Истощение общего количества железа в организме приводит к появлению
анемического и сидеропенического синдромов (Воробьев П.А., 2001;
Погорелов В.М. и соавт., 2004).
ЖДА сопровождается снижением активности железосодержащих
окислительно-восстановительных ферментов клеток различных тканей, что
способствует развитию мышечной слабости, кардиомиопатии, вызывает
дистрофические и атрофические изменения кожи и слизистых оболочек
(Зюбина Л.Ю. и соавт., 2002; Малова Н.Е. и соав., 2002; Schaefer N. et al.,
2004; Gupta K. et al., 2006). При дефиците железа нарушается
миелинизация нервных волокон, возникают изменения в интеллектуальной
сфере (Lozoff B. et al., 2000; Algarin C. et al., 2003).

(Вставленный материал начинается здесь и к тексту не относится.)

PR #685, opened 2016-09-14
FUSETOOLS-2060 - Always return non-null value for iconName

apupier:
there is another issue which is that the referenced endpoint is not resolved, but we will have the default icon instead of a NPE. Seems to be a first good step.

### DIFF
--- a/core/plugins/org.fusesource.ide.camel.model.service.core/src/org/fusesource/ide/camel/model/service/core/model/AbstractCamelModelElement.java
+++ b/core/plugins/org.fusesource.ide.camel.model.service.core/src/org/fusesource/ide/camel/model/service/core/model/AbstractCamelModelElement.java
@@ -1535,26 +1535,24 @@ public abstract class AbstractCamelModelElement {
 		if (isEndpointElement()) {
 			String u = (String) getParameter(URI_PARAMETER_KEY);
 			if (u != null && u.trim().length() > 0) {
-				String scheme = null;
 				if (u.startsWith("ref:")) {
 					// if its a ref we lookup what is the reference scheme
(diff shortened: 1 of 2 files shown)


core/plugins/org.fusesource.ide.camel.model.service.core/src/org/fusesource/ide/camel/model/service/core/model/AbstractCamelModelElement.java
```diff
@@ -1535,26 +1535,24 @@ public String getIconName() {
...
 				if (u.startsWith("ref:")) {
 					// if its a ref we lookup what is the reference scheme
-					String refId = u.substring(u.indexOf(":") + 1);
+					String refId = u.substring(u.indexOf(':') + 1);
 					AbstractCamelModelElement endpointRef = getCamelContext().getEndpointDefinitions().get(refId);
 					if (endpointRef != null) {
 						String refUri = (String) endpointRef.getParameter(URI_PARAMETER_KEY);
 						if (refUri != null) {
-							scheme = refUri.substring(0, refUri.indexOf(":"));
+							return refUri.substring(0, refUri.indexOf(':'));
```
lhein: should we cover the case where no : is in the uri for whatsoever reason?

lhein:
+1 on success

apupier:
testPR

apupier:
previous job build failed, I investigated a bit but cannot find something useful to avoid the isseu again. i think that it is not related to this PR and an "asynchrone" issue. The only stacktraces that I found suspect were already reported on Eclipse bugtracker.

PR #687, opened 2016-09-15
FUSETOOLS-2102 - Recommit zipped templates

apupier:
- using assembly was overriding the main jar artifact during maven
install phase
- kept a property to reactivate it in order to easily regenerate zipped
templates during development


lhein:
+1

PR #688, opened 2016-09-15
FUSETOOLS-2102 - replacing assembly plugin with truezip plugin

lhein:


apupier:
we need to remove the currently commited zipped templates (and/or readd the .gitignore )

apupier:
Why do we have skip set to true for maven-clean-plugin?
it was here before but shouldn't we remove it now?

lhein:
we can remove the skip I guess

lhein:
ok, still failing tests. will look at it next week.

lhein:
testPR

apupier:
testPR

apupier:
+1

PR #689, opened 2016-09-16
FUSETOOLS-2039 - Handle Export Package with Data Transformation

apupier:
- in case of using a commited MANIFEST.MF: complete the export-package
list in the Manifest.mf file
- in case of using maven-bundle-plugin:
-- if no export package configured at all: do nothing
-- if some export package configured: complete the export-package list
in the pom.xml for the maven-bundle-plugin

### DIFF
--- a/transformation/plugins/org.jboss.tools.fuse.transformation.editor/src/main/java/org/jboss/tools/fuse/transformation/editor/internal/util/ImportExportPackageUpdater.java
+++ b/transformation/plugins/org.jboss.tools.fuse.transformation.editor/src/main/java/org/jboss/tools/fuse/transformation/editor/internal/util/ImportExportPackageUpdater.java
@@ -17,10 +17,8 @@ import java.io.FileOutputStream;
 import java.io.IOException;
 import java.io.OutputStream;
 import java.nio.charset.StandardCharsets;
-import java.util.HashMap;
+import java.util.Arrays;
 import java.util.Map;
-import java.util.jar.Attributes;
-import java.util.jar.Manifest;
 
 import org.apache.maven.model.Build;
 import org.apache.maven.model.Model;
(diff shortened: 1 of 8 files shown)


apupier:
I export also the package of Java class specified in case of "Java" transformation:
- if it is in the JDK --> this export might be strange but i'm not sure to be able to determine this use case
- otherwise only classes available in the dependencies is available, so it is a reexport, seems to be the right way to do as this bundle requires to export this package in order that the consumer use the described transformation.
In case i'm wrong, we might export only if the package comes from the bundle itself in the Java case.
Thought?
For Another PR perhaps?

lhein:
I would think it's enough to export packages of the bundle.  Dependencies should be bundles on the runtime imo.

apupier:
> I would think it's enough to export packages of the bundle. Dependencies should be bundles on the runtime imo.

and for another PR or required for this one?
I started to have a look how to it.

lhein:
I would keep it here.

transformation/plugins/org.jboss.tools.fuse.transformation.editor/src/main/java/org/jboss/tools/fuse/transformation/editor/internal/util/ImportExportPackageUpdater.java
```diff
@@ -199,7 +269,7 @@ private String addELPackage(String importPkgs) {
 			importPkgs = "";
 		}
 		if (!importPkgs.isEmpty()){
-			importPkgs += ",\n"; //$NON-NLS-1$
+			importPkgs += ",\n "; //$NON-NLS-1$
```
lhein: should we care about max line widt / max chars per statement in the manifest and do the appropriate line break if needed?

apupier: - will we have one package which will be longer than the max line width?
- During Jar generation the manifest is not reformatted? (it is the case for Tycho but i'm not familiar with other way of doing it)

apupier: yes, package length can be longer (and classname is not part of it)
Manifest files requires to be 72-characters long but they support 512 in fact.
I rely on Eclipse API to write the Manifest file. They are not stripping the content for readability purpose and explains that it should be done during compilation, see https://bugs.eclipse.org/bugs/show_bug.cgi?id=91309
So I would prefer to avoid dealing with this kind of thing in our code.

lhein: ok, agreed

lhein: +1

apupier:
testPR

apupier:
relaunch, as another PR was triggered just after I can't investigate enough on the issue

apupier:
testPR

PR #695, opened 2016-09-19
FUSETOOLS-2053 - fix problem with camel version preselection in wizard

lhein:


bfitzpat:
+1

lhein:
Its a fairly small change. The only thing I do here is to filter camel versions which don't fit the runtimes camel version in terms of branded vs community camel versions. It means if the runtime contains a Red Hat branded Camel version (it always will) then we only suggest Red Hat branded versions for that runtime and NOT like it is now 2.17.3 community version.

apupier:
ok, I still think that a unit test will help to understand that

editor/tests/org.fusesource.ide.projecttemplates.tests.integration/src/main/java/org/fusesource/ide/projecttemplates/wizards/pages/FuseIntegrationWizardRuntimeAndCamelPageIT.java
```diff
@@ -0,0 +1,75 @@
...
+
+/**
+ * @author lhein
+ *
+ */
+public class FuseIntegrationWizardRuntimeAndCamelPageIT {
+	
+	@Test
+	public void testCompatibleCamelVersionSelectedForUnsupportedBrandedVersion() throws Exception {
+		FuseIntegrationProjectWizard wiz = new FuseIntegrationProjectWizard();
```
apupier: What about extracting these four lines in a setup @before method?

lhein:
testPR

lhein:
testPR

PR #699, opened 2016-09-22
FUSETOOLS-2061 - Respect Namespace for Global Definitions

apupier:
- avoids to put ids for elements whcih don't support it
- avoids to show unsupported and unknown elements in Global
Configuration Editor that are part of other namespaces

Requires a validation from a Camel point of view:
- Am I missing some cases?
- Are we ok to hide elements in Configuration Editor that are not part of camel namespaces? (they can't be modified anyways)


bfitzpat:
Sorry but I don't know enough about this chunk of code to approve/deny...

apupier:
Discussion summary:
- not OK to hide not supported elements
- need to add ids only on supported elements
- need to handle global configuration elements without ids

apupier:
testPR

apupier:
with updated PR:
- show elements unknown without ids as <unknownId> (<tagName>)
- add ids only on known elements/namespaces
- cannot delete through UI an unknown elements (need to use source tab)

image

PR #710, opened 2016-09-28
code improvement for deployment which did not make it into 8.0

lhein:


lhein:
@apupier pls review

apupier:
@bfitzpat from the javadoc on the new method:

> Returns IMavenProjectFacade corresponding to the pom. This method first looks in the project cache, then attempts to load the pom if the pom is not found in the cache. In the latter case, workspace resolution is assumed to be enabled for the pom but the pom will not be added to the cache.

so I think we are better here

PR #711, opened 2016-09-29
FUSETOOLS-2137 - Add missing bundle-vendor header

apupier:


apupier:
"can we have Bundle-Vendor: %Bundle-Vendor instead ?"
Do we want to translate the Vendor name? I supposed that we want to keep it always to Red hat

lhein:
I was just comparing with what we use elsewhere in the codebase. And it seems we used localization everywhere.

lhein:
looks fine except the merge conflicts

PR #717, opened 2016-10-06
FUSETOOLS-2144 - ensuring that the list of supported models is

bfitzpat:
initialized before being iterated through.
- added code to ensure initialization
- added unit test to test the method, which wasn't being tested
previously

### DIFF
--- a/core/plugins/org.fusesource.ide.camel.model.service.core/src/org/fusesource/ide/camel/model/service/core/catalog/CamelModelFactory.java
+++ b/core/plugins/org.fusesource.ide.camel.model.service.core/src/org/fusesource/ide/camel/model/service/core/catalog/CamelModelFactory.java
@@ -181,6 +181,10 @@ public class CamelModelFactory {
 	 */
 	public static String getLatestCamelVersion() {
 		String latest = null;
+		// make sure we're initialized here
+		if (supportedCamelModels == null || supportedCamelModels.keySet() == null) {
+		    initializeModels();
+		}
 		for (String v : supportedCamelModels.keySet()) {
 			if (latest == null) {
 				latest = v;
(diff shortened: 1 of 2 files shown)


core/tests/org.fusesource.ide.camel.model.service.core.tests/src/test/java/org/fusesource/ide/camel/model/service/core/catalog/CamelModelFactoryTest.java
```diff
@@ -27,6 +27,12 @@
 																		 "2.15.1",
 																		 "2.17.0.redhat-630077", 
 																		 "2.17.0.redhat-630159");
+	@Test
+	public void testGetLatestCamelVersion() {
```
apupier: camel model factory are initialized by extension points, so this test needs to be an integration one.

core/tests/org.fusesource.ide.camel.model.service.core.tests/src/test/java/org/fusesource/ide/camel/model/service/core/catalog/CamelModelFactoryTest.java
```diff
@@ -27,6 +27,12 @@
...
+	    String version = CamelModelFactory.getLatestCamelVersion();
+	    assertThat(version).isNotNull();
```
apupier: no need to assert not null as we assert just after that it is equals to 2.17.3

core/plugins/org.fusesource.ide.camel.model.service.core/src/org/fusesource/ide/camel/model/service/core/catalog/CamelModelFactory.java
```diff
@@ -181,6 +181,10 @@ public static String getCompatibleCamelVersion(String requestedCamelVersion) {
 	 */
 	public static String getLatestCamelVersion() {
 		String latest = null;
+		// make sure we're initialized here
+		if (supportedCamelModels == null || supportedCamelModels.keySet() == null) {
+		    initializeModels();
```
apupier: if called from several places, I think that we need to create a singleton and have a synchronized block

bfitzpat:
I'm going to close this. Turns out it was an issue with the test on the SY side (not surprising) and not on the Fuse side.

PR #722, opened 2016-10-13
FUSETOOLS-1482 FUSETOOLS-2087 - Improve path parameter support

apupier:
- support path parameters starting with slashes
- support when there are several parameters


apupier:
testPR

PR #727, opened 2016-10-17
Fusetools 2161 demo the flow

apupier:


apupier:
was here for demo purpose

PR #728, opened 2016-10-17
FUSETOOLS-2161 - sysout added

apupier:


apupier:
was here for demo purpose

PR #1176, opened 2017-11-29
FUSETOOLS-2683: Update RedDeer launch file

apodhrad:


apodhrad:
I think it is not necessary to wait 24h for such small and easy change

apupier:
> I think it is not necessary to wait 24h for such small and easy change

the 24h rule is to allow everybody to have a look to the PR so better to respect it unless it is blocking other work

PR #1181, opened 2017-12-04
FUSETOOLS-2651: Implement a requirement for Jolokia connections

apodhrad:


apodhrad:
Merged together with #1182

PR #1183, opened 2017-12-05
upgraded TP's IU versions

lhein:


lhein:
not yet ready to review. We are still missing some deps of as.tests.core feature

apodhrad:
@lhein what about using version "0.0.0" in the future? Do we really need to specify the version?

PR #1234, opened 2018-01-17
FUSETOOLS-2668: Support new Dozer 6 xsd coming with Camel 2.20

jpav:


targetplatform/JBTIS Oxygen Mac OS.launch
```diff
@@ -20,8 +20,8 @@
 <stringAttribute key="org.eclipse.jdt.launching.VM_ARGUMENTS" value="-Xms256m &#10;-Xmx1024m"/>
```
lhein: that file does not really belong to this PR

servers/plugins/org.fusesource.ide.server.karaf.core/src/org/fusesource/ide/server/karaf/core/util/KarafUtils.java
```diff
@@ -326,10 +326,12 @@ public static String getBundleSymbolicName(IModule module) throws CoreException
 	
 	public static String stripParametersFromSymbolicName(String symbolicName) {
 		String resVal = symbolicName;
-		// sometimes parameters are added to the symbolic name - we should ignore them
-		int paramIdx = symbolicName.indexOf(';');
-		if (paramIdx != -1) {
-			resVal = symbolicName.substring(0, paramIdx);
+		if (symbolicName != null) {
```
apupier: might worth to rebase on master to avoid seeing this modification in the Pull Request

transformation/plugins/org.jboss.tools.fuse.transformation.core/src/org/jboss/tools/fuse/transformation/core/dozer/DozerMapperConfiguration.java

Рядом исследований установлено, что при ЖДА появляются изменения
в гуморальном и клеточном звене иммунной системы (Сафуанова Г.Ш. и
соавт. 2002, 2004; Eciz С. et al., 2005). Больные с ЖДА чаще страдают от
инфекционно-воспалительных заболеваний, принимающих у них
хроническое течение (Левина А.А. и соавт., 2001; Жданова Е.В. и соавт.,
2002; Демихов В.Г., 2003). Патогенетические механизмы этого явления до
сих пор остаются мало изученными. Учитывая, что нейтрофильные
лейкоциты играют важную и порой определяющую роль в развитии
воспалительных процессов, представляет интерес исследование
функциональной активности этих клеток при ЖДА.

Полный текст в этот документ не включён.